[Collected data entries]

PR #4836, opened 2022-07-11
[CI] Enable OSX screensaver build

AenBleidd:

### DIFF
--- a/deploy/prepare_deployment.py
+++ b/deploy/prepare_deployment.py
@@ -214,6 +214,7 @@ logs_list = [
     '3rdParty/mingw/vcpkg/buildtrees/*.log',
     '3rdParty/Windows/vcpkg/buildtrees/*.log',
     'android/BOINC/app/build/reports/',
+    'mac_build/*.log',
 ]
 
 def prepare_7z_archive(archive_name, target_directory, files_list):
--- a/deploy/prepare_deployment.py
+++ b/deploy/prepare_deployment.py
@@ -214,7 +214,6 @@ logs_list = [
     '3rdParty/mingw/vcpkg/buildtrees/*.log',
     '3rdParty/Windows/vcpkg/buildtrees/*.log',
     'android/BOINC/app/build/reports/',
-    'mac_build/*.log',
 ]
 
 def prepare_7z_archive(archive_name, target_directory, files_list):
--- a/mac_build/BuildMacBOINC.sh
+++ b/mac_build/BuildMacBOINC.sh
@@ -172,7 +172,8 @@ done
 
 ## For unknown reasons, this xcodebuild call generates syntax errors under zsh
 ## unless we enclose the command in quotes and invoke it with eval.
-eval "xcodebuild -project boinc.xcodeproj ${targets} -configuration ${style} -sdk \"${SDKPATH}\" ${doclean} build ${uselibcplusplus} ${theSettings};result=$?"
+eval "xcodebuild -project boinc.xcodeproj ${targets} -configuration ${style} -sdk \"${SDKPATH}\" ${doclean} build ${uselibcplusplus} ${theSettings}"
+result=$?
 
 if [ $result -eq 0 ]; then
     # build ibboinc_zip.a for -all or -lib or default, where
@@ -184,7 +185,5 @@ if [ $result -eq 0 ]; then
         fi
     fi
 fi
-
-echo "Result is: ${result}"
 
 return $result
--- a/mac_build/BuildMacBOINC.sh
+++ b/mac_build/BuildMacBOINC.sh
@@ -171,7 +171,7 @@ for f in "${settings[@]}"; do
 done
 
 ## For unknown reasons, this xcodebuild call generates syntax errors under zsh
-## unless we enclose the command in quotes and invoke it with eval. 
+## unless we enclose the command in quotes and invoke it with eval.
 eval "xcodebuild -project boinc.xcodeproj ${targets} -configuration ${style} -sdk \"${SDKPATH}\" ${doclean} build ${uselibcplusplus} ${theSettings};result=$?"
 
 if [ $result -eq 0 ]; then
@@ -184,5 +184,7 @@ if [ $result -eq 0 ]; then
         fi
     fi
 fi
+
+echo "Result is: ${result}"
 
 return $result
--- a/mac_build/BuildMacBOINC.sh
+++ b/mac_build/BuildMacBOINC.sh
@@ -173,7 +173,7 @@ done
 
 ## For unknown reasons, this xcodebuild call generates syntax errors under zsh
 ## unless we enclose the command in quotes and invoke it with eval.
-eval "xcodebuild -project boinc.xcodeproj ${targets} -configuration ${style} -sdk \"${SDKPATH}\" ${doclean} build ${uselibcplusplus} ${theSettings} OTHER_CFLAGS=\"-Xclang -v\""
+eval "xcodebuild -verbose -project boinc.xcodeproj ${targets} -configuration ${style} -sdk \"${SDKPATH}\" ${doclean} build ${uselibcplusplus} ${theSettings}"
 result=$?
 
 if [ $result -eq 0 ]; then
--- a/mac_build/BuildMacBOINC.sh
+++ b/mac_build/BuildMacBOINC.sh
@@ -173,7 +173,7 @@ done
 
 ## For unknown reasons, this xcodebuild call generates syntax errors under zsh
 ## unless we enclose the command in quotes and invoke it with eval.
-eval "xcodebuild -project boinc.xcodeproj ${targets} -configuration ${style} -sdk \"${SDKPATH}\" ${doclean} build ${uselibcplusplus} ${theSettings}"
+eval "xcodebuild -project boinc.xcodeproj ${targets} -configuration ${style} -sdk \"${SDKPATH}\" ${doclean} build ${uselibcplusplus} ${theSettings} OTHER_CFLAGS=\"-Xclang -v\""
 result=$?
 
 if [ $result -eq 0 ]; then
--- a/mac_build/buildFTGL.sh
+++ b/mac_build/buildFTGL.sh
@@ -61,7 +61,7 @@ while [[ $# -gt 0 ]]; do
         -prefix|--prefix)
         lprefix="$2"
         libPath="${lprefix}/lib"
-#        libftpath="${lprefix}"
+        libftpath="${lprefix}"
         shift
         ;;
         -q|--quiet)
--- a/mac_build/buildFTGL.sh
+++ b/mac_build/buildFTGL.sh
@@ -61,7 +61,7 @@ while [[ $# -gt 0 ]]; do
         -prefix|--prefix)
         lprefix="$2"
         libPath="${lprefix}/lib"
-        libftpath="${lprefix}"
+#        libftpath="${lprefix}"
         shift
         ;;
         -q|--quiet)
@@ -104,12 +104,12 @@ if [ "${doclean}" != "yes" ]; then
             lipo "${libPath}/libftgl.a" -verify_arch x86_64
             if [ $? -ne 0 ]; then alreadyBuilt=0; doclean="yes"; fi
         fi
-        
+
         if [ $alreadyBuilt -eq 1 ] && [ $GCC_can_build_arm64 = "yes" ]; then
             lipo "${libPath}/libftgl.a" -verify_arch arm64
             if [ $? -ne 0 ]; then alreadyBuilt=0; doclean="yes"; fi
         fi
-        
+
         if [ $alreadyBuilt -eq 1 ]; then
             cwd=$(pwd)
             dirname=${cwd##*/}
--- a/mac_build/buildMacBOINC-CI.sh
+++ b/mac_build/buildMacBOINC-CI.sh
@@ -181,7 +181,7 @@ fi
 echo "Building ${target}...done"
 
 # screensaver disabled because Travis can't build some library correctly, see https://github.com/BOINC/boinc/issues/2662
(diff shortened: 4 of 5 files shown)


talregev:
Please add a screenshot.

AenBleidd:
> Please add a screenshot.

Pardon, what screenshot? xD

talregev:
> > Please add a screenshot.
> 
> Pardon, what screenshot? xD

If you had a mac, you can take a photo with your cell phone of the screen server.

AenBleidd:
> > > Please add a screenshot.
> > 
> > 
> > Pardon, what screenshot? xD
> 
> If you had a mac, you can take a photo with your cell phone of the screen server. :P

I have no Mac. And in any case screenshot is not required, because this is just a try to fix our CI

AenBleidd:
@talregev, https://github.com/BOINC/boinc/issues/2662

talregev:
You can install libpng with brew?

CharlieFenton:
If you look at mac_build/buildfreetype.sh line 173 you will see that it feels freestyle not to use libpng:
`./configure --enable-shared=NO --prefix=${lprefix} --enable-freetype-config --without-png --host=x86_64`

CharlieFenton:
Also line 195:
`    ./configure --enable-shared=NO --prefix=${lprefix} --enable-freetype-config --without-png --host=arm
`

CharlieFenton:
I may have found the problem with the CI build. Building FreeType with mac_build/buildfreetype.sh creates a subdirectory freetype_install, in the same directory as freetype-2.11.0. When I run mac_build/buildFTGL.sh  on my Mac as part of building BOINC for distribution, I do not pass the` --prefix` argument to mac_build/buildFTGL.sh, so `libftpath="`pwd`/../freetype_install/"`. But building for CI on GitHub calls buildFTGL.sh from 3rdParty/buildMacDependencies.sh, which passes a value for ` --prefix`. This means that the path specified in freetype_install/lib/pkgconfig/freetype2.pc is ignored.

This makes me wonder if perhaps FTGL is using a different build of freetype then the one we created under CI, one that requires libpng. Notice this comment on line 74 of mac_build/buildFTGL.sh, and the following line 75:
```
# needed for ftgl to find our freetype build not the system one
export PKG_CONFIG_PATH=${libftpath}/lib/pkgconfig:${PKG_CONFIG_PATH}
```

All that may be needed is to remove line 64 of mac_build/buildFTGL.sh
`        libftpath="${lprefix}"
`
while leaving line 63:
`libPath="${lprefix}/lib"
`
In other words, `libftpath` should not be set to the the same value as `libpath`.

AenBleidd:
@CharlieFenton, thanks for the hint, I'll try it. Could you please meanwhile  review #4837?

CharlieFenton:
@AenBleidd You may need to force a rebuild of the dependent libraries in order to have it build libftgl correctly. I think it may rebuild the dependent libraries automatically if you create a new PR or a new branch, though I'm not sure. 

The way I have forced a library rebuild in the past is to temporarily add the line
`doclean="yes"`
before line 148 of 3rdParty/buildMacDependencies.sh.
After having rebuilt the cache, remember to revert that change.

AenBleidd:
I believe it does a rebuild already because now every build  takes more than 1 hour, but I'll check the logs, and if some libraries were not rebuilt, I'll definitely do a temporary set of `doclean="yes"` to the build scripts.
Thanks, @CharlieFenton

CharlieFenton:
@AenBleidd Yes, I see it is rebuilding the dependency cache now. If it is rebuilding the cache every time, that is wrong and should be fixed.

AenBleidd:
@CharlieFenton, no it rebuilds it as requested.
As you can see here
https://github.com/BOINC/boinc/blob/4e02993c7ad94fc1c35ed04e1ab4b4acf62e4dc3/.github/workflows/osx.yml#L38
we invalidate the cache every time any of the files mentioned in the key is changed.
So since I'm actively changing these files, cache is always invalidated and rebuilt.
Once merged to master, there will be no cache misses anymore

CharlieFenton:
@AenBleidd I see this in the CI build output:
> Run edgarrc/action-7z@v1.0.4
Error: Container action is only supported on Linux

I think this is what @talregev fixed in PR #4838. You may also need to implement the change from PR #4838.

AenBleidd:
@CharlieFenton, yeah, I forgot to merge from master. Thank you for the reminder. In any case, this is definitely not the final version of this PR, so I'll do that in the next commit.

talregev:
No need to reimplemented. Just rebase.

CharlieFenton:
@AenBleidd I think we may be almost there. In CI run #2276, I see the following:

line 6762:
`Checking for freetype-config... /Users/runner/work/boinc/boinc/3rdParty/buildCache/mac/bin/freetype-config`

In CI run #2288 it is perhaps closer:
lines 6758 - 6759:
```
checking for freetype-config... /Users/runner/work/boinc/boinc/3rdParty/mac/ftgl-2.1.3~rc5/../freetype_install//bin/freetype-config
./configure: line 20879: /Users/runner/work/boinc/boinc/3rdParty/mac/ftgl-2.1.3~rc5/../freetype_install//bin/freetype-config: No such file or directory
```
Note the double forward slash between `freetype_install//bin`

AenBleidd:
@CharlieFenton,
But search in `/Users/runner/work/boinc/boinc/3rdParty/buildCache/mac/bin/freetype-config` is successful, indicating that it takes 
the build from the correct place...

AenBleidd:
@CharlieFenton,

> I'll try fixing that locally and report back.

Sure, thanks

CharlieFenton:
@AenBleidd I removed the trailing slash in line 54 of mac_build/buildFTGL.sh thus:
`libftpath="`pwd`/../freetype_install"
`
and everything builds correctly. (I suspect that my mac does not have a preinstalled libfreetype so it used the one I built even without the correct path to freetype-config.)

Could you try that change and see if it helps on CI?

AenBleidd:
@CharlieFenton, I mean, before my change it was looking for a config in that directory and didn't complain, so I suppose it found the library correctly.

Speaking about CI, you can access directories only via build scripts, no she'll access in interactive mode AFAIK

AenBleidd:
@CharlieFenton 

> Could you try that change and see if it helps on CI?

Sure

CharlieFenton:
@AenBleidd 
> I mean, before my change it was looking for a config in that directory and didn't complain, so I suppose it found the library correctly.

Yes, I wonder about that too. But when I ran the script locally on my Mac, it did not complain about this path with the double slash, which I would expect to be invalid:
`checking for freetype-config... /Volumes/Dev/BOINC_GIT/ftgl-2.1.3~rc5/../freetype_install//bin/freetype-config
`

Now this is surprising to me: the `ls` command accepts the path with both the single slash and the double slash:
```
charliefenton@M1-iMac ~ % ls -al /Volumes/Dev/BOINC_GIT/ftgl-2.1.3~rc5/../freetype_install//bin/freetype-config
-rwxr-xr-x@ 1 charliefenton  staff  5415 Feb  1 23:23 /Volumes/Dev/BOINC_GIT/ftgl-2.1.3~rc5/../freetype_install//bin/freetype-config
charliefenton@M1-iMac ~ % ls -al /Volumes/Dev/BOINC_GIT/ftgl-2.1.3~rc5/../freetype_install/bin/freetype-config 
-rwxr-xr-x@ 1 charliefenton  staff  5415 Feb  1 23:23 /Volumes/Dev/BOINC_GIT/ftgl-2.1.3~rc5/../freetype_install/bin/freetype-config

```

AenBleidd:
@CharlieFenton, ok, I believe original path is correct because when building FreeType on CI, we also specify this path:
https://github.com/BOINC/boinc/blob/4e02993c7ad94fc1c35ed04e1ab4b4acf62e4dc3/mac_build/buildfreetype.sh#L82-L83
So, removing `libftpath` will definitely point to the wrong location.
Maybe, there is another reason of this fail?
Is it possible to generate more verbose output when building with XCode?
Because currently I even don't see what went wrong with linkage, and what is exactly missing...

CharlieFenton:
Well, I learned something today:
https://unix.stackexchange.com/questions/11964/what-do-double-slashes-mean-in-unix-path-is-cd-dir-subdir-valid

CharlieFenton:
@AenBleidd libftpath is different from lib path. But I admit that I don't know what the code in freetype make files does. So I suspect you may be correct.

However, looking back at the errors shown [here](https://github.com/BOINC/boinc/issues/2662#issue-354099453), all the PNG related calls were due to calls from libfreetype.a, not libFTGL.a. And lines 6212 and 6399 of the lates CI build say:
` ./configure  '--enable-shared=NO' '--prefix=/Users/runner/work/boinc/boinc/3rdParty/buildCache/mac' '--enable-freetype-config' '--without-png' '--host=x86_64'` and lines 6359 and 6546 say:
`libpng:        no`

This makes me still suspect that the CI build may be linking with a different copy of the freetype library. And I just noticed that lines 184 to 190 of BuildMacBOINC-CI.sh tell it to search for libraries in ./build/Deployment or ./build/Development before looking in the dependencies cache directory. None of the other build targets do that.

I suggest you try changing line 184 from this:
`libSearchPath=""`
to this:
libSearchPath="./build/Deployment"

CharlieFenton:
@AenBleidd Correction: I wrote that backwards. I meant that I suggest you try changing line 184 from this:
`libSearchPath="./build/Deployment"`
to this:
`libSearchPath=""`

CharlieFenton:
> Is it possible to generate more verbose output when building with XCode?

The error message on line 1074 of the Make section of CI run 2292 says:
> clang: error: linker command failed with exit code 1 (use -v to see invocation)

but since the linker is invoked internally by xcodebuild, I don't know of any way to do that. When building using the Xcode GUI rather than the command line xcodebuild, it automatically shows you the details. But again, we can't do that under CI.

CharlieFenton:
@AenBleidd I am leaving for tonight. Let me know whether changing line 184 of BuildMacBOINC-CI.sh helped.

CharlieFenton:
@AenBleidd
> Is it possible to generate more verbose output when building with XCode?

You could try temporarily adding `-verbose` on line 176 of BuildMacBOINC.sh:
`eval "xcodebuild -verbose -project boinc.xcodeproj ${targets} -configuration ${style} -sdk \"${SDKPATH}\" ${doclean} build ${uselibcplusplus} ${theSettings}"`

 I don't know if this will give us a list of undefined linker symbols, but it might.

talregev:
For this PR you should delete all the other flow, and when you successful,just bring them back. it will save you time.

AenBleidd:
@talregev, not really: OSX build I'm working with in any case takes more than 1 hour to build. Removing all other flows will not save me any time)

talregev:
Switch off no. Delete them next push force, yes.
As you wish. It will save you about 10 min each update.

CharlieFenton:
@AenBleidd the Xcode project for ss_app has the following setting for OTHER_LDFLAGS: 
`-lresolv -ljpeg -lfreetype -lftgl -lz -lbz2`

So instead of `-setting LDFLAGS "-v"` you might want to try `-setting OTHER_LDFLAGS "-v -lresolv -ljpeg -lfreetype -lftgl -lz -lbz2"`. I don't know if that will help, but worth a try.

AenBleidd:
@CharlieFenton, I think I found the issue: could you please check when building freetype library locally, do you have `brotli` support enabled? In case of CI it's found by PKG_CONFIG but libraries are not passed. If in your case freetype is build **with** brotli support. then this means that for some reason brotli libraries are not passed correctly

AenBleidd:
@CharlieFenton, just for reference, from the CI when building freetype:
```
Library configuration:
  external zlib: yes (pkg-config)
  bzip2:         yes (autoconf test)
configure: WARNING:
  `make refdoc' will fail since pip package `docwriter' is not installed.
  To install, run `python3 -m pip install docwriter', or to use a Python
  virtual environment, run `make refdoc-venv' (requires pip package
  `virtualenv').  These operations require Python >= 3.5.
  libpng:        no
  harfbuzz:      no
  brotli:        yes (pkg-config)
  pthread:       yes
```

CharlieFenton:
@AenBleidd When I buildFreeType locally, I see:
`checking for BROTLI... no`
and later:
```
Library configuration:
  external zlib: yes (autoconf test)
  bzip2:         yes (autoconf test)
  libpng:        no
  harfbuzz:      no
  brotli:        no
  pthread:       yes
```

Apparently it does not build with brotli on my Mac because brotli is not installed. I tested adding `--without-brotli` to the two calls of `./configure` in the buildfreetype.sh script and it seems to be fine on my Mac. So go ahead and make that change. Remember that you must do it in two places, as there is a `./configure` call for x86_64 and another for arm64.

I notice you only did this for the arm64 invocation of `./configure`, so this would not fix the issue for the x86_64 build, which is done first.

As before, please remember to update the copyright date and to add add a description of your change to the edit history after line 36.

CharlieFenton:
@AenBleidd I also suggest creating a new branch for the change to buildfreetype.sh, to avoid unnecessary changes to mac_build/BuildMacBOINC.sh and mac_build/BuildFTGL.sh. You probably also want to undo some of your experimental changes to mac_build/BuildMacBOINC-CI.sh (such as restoring the beautifier call.)

AenBleidd:
@CharlieFenton,

> I notice you only did this for the arm64 invocation of ./configure, so this would not fix the issue for the x86_64 build, which is done first.

3am not always a good time to make a proper commits xD
Thanks for the hint.

> As before, please remember to update the copyright date and to add add a description of your change to the edit history after line 36.

For sure, I'll definitely do this when PR is ready.

> I also suggest creating a new branch

Definitely, I'll do this like a did with the previous PR when moving retval from eval string.

This is mostly a test PR, because there is no other way for me to test OSX builds, so this PR won't be merged in it's current state.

**What you will do**
Report every line of the entries that carries the word "next".

**Output for this exercise**
@CharlieFenton, yeah, I forgot to merge from master. Thank you for the reminder. In any case, this is definitely not the final version of this PR, so I'll do that in the next commit.
Switch off no. Delete them next push force, yes.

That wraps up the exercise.